• _Stored data entries_
---*---

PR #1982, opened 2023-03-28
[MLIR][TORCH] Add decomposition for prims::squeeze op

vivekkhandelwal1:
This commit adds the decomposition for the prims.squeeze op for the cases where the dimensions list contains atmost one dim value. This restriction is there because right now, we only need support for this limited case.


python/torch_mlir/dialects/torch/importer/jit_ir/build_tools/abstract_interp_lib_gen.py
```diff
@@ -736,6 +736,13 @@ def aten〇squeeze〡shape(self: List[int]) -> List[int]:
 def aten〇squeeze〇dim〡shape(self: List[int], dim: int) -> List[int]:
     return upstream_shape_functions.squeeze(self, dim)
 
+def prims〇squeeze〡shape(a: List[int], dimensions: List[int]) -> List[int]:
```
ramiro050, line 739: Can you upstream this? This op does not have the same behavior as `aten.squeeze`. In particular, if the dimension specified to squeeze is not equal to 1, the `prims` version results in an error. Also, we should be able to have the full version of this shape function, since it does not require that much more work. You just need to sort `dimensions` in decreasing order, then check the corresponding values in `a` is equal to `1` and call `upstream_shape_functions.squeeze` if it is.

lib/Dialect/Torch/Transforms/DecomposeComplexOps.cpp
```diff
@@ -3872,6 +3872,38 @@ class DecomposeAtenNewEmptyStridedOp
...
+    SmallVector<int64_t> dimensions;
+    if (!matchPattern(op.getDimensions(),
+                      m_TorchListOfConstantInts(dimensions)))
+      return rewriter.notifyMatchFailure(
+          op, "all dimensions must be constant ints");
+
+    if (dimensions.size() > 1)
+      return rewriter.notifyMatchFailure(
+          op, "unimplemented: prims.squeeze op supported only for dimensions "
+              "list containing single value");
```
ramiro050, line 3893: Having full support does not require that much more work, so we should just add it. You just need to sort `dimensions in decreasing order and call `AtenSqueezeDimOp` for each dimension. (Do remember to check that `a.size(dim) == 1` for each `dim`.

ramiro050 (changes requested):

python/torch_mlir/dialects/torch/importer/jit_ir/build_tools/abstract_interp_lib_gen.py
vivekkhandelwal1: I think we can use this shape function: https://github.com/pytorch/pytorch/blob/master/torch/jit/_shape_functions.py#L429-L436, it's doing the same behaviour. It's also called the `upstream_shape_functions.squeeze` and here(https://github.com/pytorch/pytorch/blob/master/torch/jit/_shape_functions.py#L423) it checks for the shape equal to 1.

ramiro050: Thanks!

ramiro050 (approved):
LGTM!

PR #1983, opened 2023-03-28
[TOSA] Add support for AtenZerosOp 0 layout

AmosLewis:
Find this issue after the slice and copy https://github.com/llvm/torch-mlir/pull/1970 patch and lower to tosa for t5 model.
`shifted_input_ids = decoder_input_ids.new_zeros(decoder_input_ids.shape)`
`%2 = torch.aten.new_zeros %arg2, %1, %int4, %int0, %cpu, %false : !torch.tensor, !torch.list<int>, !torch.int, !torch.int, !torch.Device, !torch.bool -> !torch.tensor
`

---*---

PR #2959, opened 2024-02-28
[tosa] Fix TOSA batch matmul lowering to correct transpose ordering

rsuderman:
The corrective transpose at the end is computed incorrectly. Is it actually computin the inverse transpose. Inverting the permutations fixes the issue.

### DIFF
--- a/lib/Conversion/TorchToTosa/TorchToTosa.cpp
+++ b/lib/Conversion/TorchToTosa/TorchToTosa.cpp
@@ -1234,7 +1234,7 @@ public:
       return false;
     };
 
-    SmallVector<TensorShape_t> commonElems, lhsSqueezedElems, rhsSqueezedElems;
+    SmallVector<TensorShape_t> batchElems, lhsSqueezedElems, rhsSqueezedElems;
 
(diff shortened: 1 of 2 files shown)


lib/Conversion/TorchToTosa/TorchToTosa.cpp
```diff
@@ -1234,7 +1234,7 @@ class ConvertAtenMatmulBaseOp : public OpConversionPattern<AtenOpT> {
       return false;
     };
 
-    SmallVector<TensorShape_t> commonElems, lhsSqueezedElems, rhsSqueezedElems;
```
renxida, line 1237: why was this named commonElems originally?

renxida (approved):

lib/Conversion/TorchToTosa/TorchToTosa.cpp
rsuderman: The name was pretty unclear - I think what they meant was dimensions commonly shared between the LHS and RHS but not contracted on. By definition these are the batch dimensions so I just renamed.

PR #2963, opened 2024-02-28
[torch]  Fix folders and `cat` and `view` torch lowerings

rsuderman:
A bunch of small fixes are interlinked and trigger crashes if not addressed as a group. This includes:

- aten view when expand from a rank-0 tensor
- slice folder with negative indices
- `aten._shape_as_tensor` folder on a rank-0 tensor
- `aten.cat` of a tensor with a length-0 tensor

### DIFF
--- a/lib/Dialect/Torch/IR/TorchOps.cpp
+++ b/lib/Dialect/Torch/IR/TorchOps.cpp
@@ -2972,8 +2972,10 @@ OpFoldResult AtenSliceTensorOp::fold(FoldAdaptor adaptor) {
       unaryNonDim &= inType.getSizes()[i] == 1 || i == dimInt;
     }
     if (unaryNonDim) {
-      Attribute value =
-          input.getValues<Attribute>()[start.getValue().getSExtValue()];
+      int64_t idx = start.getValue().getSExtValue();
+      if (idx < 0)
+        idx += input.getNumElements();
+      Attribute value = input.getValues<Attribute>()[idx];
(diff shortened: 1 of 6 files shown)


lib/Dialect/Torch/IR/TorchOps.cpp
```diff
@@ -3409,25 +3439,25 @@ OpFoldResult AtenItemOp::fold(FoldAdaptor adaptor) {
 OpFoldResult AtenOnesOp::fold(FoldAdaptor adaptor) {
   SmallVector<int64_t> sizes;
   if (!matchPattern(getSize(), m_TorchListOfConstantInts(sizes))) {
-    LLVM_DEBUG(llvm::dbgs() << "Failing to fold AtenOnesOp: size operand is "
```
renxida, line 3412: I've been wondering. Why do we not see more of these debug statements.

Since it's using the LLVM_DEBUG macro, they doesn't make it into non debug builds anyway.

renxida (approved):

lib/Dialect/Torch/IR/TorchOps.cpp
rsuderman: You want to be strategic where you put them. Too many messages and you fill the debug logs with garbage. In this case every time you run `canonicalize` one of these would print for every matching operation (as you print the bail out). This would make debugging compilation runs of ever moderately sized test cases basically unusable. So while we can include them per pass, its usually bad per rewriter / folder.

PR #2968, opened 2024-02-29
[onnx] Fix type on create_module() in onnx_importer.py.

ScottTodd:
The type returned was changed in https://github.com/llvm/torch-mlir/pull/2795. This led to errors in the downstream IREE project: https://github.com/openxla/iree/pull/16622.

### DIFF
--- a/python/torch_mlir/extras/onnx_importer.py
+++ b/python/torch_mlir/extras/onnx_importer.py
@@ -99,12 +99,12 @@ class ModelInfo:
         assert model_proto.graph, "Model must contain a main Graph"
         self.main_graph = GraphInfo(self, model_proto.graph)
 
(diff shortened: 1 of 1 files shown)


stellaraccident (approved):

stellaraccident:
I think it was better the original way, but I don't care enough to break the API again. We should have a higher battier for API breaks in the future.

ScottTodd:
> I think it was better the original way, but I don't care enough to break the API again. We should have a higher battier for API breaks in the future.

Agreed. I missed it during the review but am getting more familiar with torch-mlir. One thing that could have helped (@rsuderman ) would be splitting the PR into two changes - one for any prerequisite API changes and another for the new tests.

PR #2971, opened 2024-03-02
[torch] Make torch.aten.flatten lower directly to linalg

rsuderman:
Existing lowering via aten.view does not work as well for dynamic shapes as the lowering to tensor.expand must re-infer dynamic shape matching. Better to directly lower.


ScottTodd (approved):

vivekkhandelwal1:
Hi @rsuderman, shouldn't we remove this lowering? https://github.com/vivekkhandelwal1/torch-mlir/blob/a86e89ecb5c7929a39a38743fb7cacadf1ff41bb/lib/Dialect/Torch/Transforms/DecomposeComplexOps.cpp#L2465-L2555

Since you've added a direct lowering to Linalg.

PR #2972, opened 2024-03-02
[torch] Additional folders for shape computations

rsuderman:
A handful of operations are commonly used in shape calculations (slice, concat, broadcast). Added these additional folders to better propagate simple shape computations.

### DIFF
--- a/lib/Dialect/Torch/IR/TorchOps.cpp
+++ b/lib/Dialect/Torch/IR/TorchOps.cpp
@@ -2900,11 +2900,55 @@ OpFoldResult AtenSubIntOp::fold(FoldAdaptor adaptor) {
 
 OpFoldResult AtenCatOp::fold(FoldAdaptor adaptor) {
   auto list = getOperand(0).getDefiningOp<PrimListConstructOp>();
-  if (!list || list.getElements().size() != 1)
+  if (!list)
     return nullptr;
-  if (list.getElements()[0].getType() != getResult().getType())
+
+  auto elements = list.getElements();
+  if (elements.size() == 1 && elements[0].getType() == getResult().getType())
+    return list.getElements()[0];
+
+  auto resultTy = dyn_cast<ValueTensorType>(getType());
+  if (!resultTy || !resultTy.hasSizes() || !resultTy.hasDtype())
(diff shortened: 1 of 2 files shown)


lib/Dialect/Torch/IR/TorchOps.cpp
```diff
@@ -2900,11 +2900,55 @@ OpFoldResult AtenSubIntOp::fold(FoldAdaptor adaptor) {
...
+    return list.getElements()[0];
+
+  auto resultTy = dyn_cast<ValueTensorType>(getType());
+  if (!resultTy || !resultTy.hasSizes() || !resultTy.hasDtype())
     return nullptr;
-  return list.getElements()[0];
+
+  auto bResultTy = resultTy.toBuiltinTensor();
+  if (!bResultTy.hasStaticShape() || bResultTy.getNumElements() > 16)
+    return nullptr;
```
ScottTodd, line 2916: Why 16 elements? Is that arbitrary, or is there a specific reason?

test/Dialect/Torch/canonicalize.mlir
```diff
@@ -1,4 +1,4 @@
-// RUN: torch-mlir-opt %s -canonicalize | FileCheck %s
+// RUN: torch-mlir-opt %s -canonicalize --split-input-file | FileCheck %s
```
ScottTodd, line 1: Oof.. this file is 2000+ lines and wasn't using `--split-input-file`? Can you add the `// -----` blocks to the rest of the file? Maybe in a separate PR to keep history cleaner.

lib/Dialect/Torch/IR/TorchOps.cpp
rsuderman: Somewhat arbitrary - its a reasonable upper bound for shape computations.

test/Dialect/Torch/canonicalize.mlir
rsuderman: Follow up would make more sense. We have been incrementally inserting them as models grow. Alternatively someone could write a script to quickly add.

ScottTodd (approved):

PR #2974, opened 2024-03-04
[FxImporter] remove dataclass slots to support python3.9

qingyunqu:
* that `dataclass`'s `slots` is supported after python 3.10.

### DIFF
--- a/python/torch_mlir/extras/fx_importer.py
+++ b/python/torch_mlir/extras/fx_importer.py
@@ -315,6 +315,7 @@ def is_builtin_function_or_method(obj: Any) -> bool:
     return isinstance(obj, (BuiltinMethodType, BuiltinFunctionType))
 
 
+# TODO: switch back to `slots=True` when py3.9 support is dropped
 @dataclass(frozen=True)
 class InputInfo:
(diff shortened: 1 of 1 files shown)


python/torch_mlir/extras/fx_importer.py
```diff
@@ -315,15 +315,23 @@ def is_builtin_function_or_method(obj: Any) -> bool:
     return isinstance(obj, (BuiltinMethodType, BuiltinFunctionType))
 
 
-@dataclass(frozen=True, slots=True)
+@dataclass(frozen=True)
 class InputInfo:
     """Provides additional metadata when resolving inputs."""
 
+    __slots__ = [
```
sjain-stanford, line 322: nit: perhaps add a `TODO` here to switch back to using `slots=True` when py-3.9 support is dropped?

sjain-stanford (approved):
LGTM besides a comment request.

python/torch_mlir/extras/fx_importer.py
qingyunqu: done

---*---

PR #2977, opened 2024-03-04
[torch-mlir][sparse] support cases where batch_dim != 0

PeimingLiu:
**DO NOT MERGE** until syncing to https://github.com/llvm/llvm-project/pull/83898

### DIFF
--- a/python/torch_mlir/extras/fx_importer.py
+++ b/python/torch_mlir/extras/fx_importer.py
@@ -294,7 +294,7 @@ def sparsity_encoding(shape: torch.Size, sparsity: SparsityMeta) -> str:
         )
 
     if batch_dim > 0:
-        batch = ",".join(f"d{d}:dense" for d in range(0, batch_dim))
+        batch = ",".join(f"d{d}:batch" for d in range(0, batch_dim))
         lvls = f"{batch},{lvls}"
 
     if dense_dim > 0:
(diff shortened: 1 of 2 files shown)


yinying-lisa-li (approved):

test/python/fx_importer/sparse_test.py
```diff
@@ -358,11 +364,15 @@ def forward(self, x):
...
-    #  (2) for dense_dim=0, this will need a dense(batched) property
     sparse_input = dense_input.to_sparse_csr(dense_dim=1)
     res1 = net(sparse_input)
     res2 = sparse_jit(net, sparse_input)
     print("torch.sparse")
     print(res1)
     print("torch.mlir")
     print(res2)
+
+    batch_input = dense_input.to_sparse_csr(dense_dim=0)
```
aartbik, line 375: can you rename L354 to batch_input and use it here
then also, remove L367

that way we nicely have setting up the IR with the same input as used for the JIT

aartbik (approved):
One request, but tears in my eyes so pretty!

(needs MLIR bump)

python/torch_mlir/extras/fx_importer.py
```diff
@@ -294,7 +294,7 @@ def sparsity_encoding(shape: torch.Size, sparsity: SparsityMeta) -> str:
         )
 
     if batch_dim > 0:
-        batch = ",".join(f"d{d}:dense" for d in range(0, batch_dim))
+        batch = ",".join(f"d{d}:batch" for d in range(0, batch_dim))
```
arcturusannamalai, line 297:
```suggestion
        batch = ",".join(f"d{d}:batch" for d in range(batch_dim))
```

---*---

• _Description of the task_
If a line of the records above contains the word "stanford", count it; give only the total.

• _Result_
2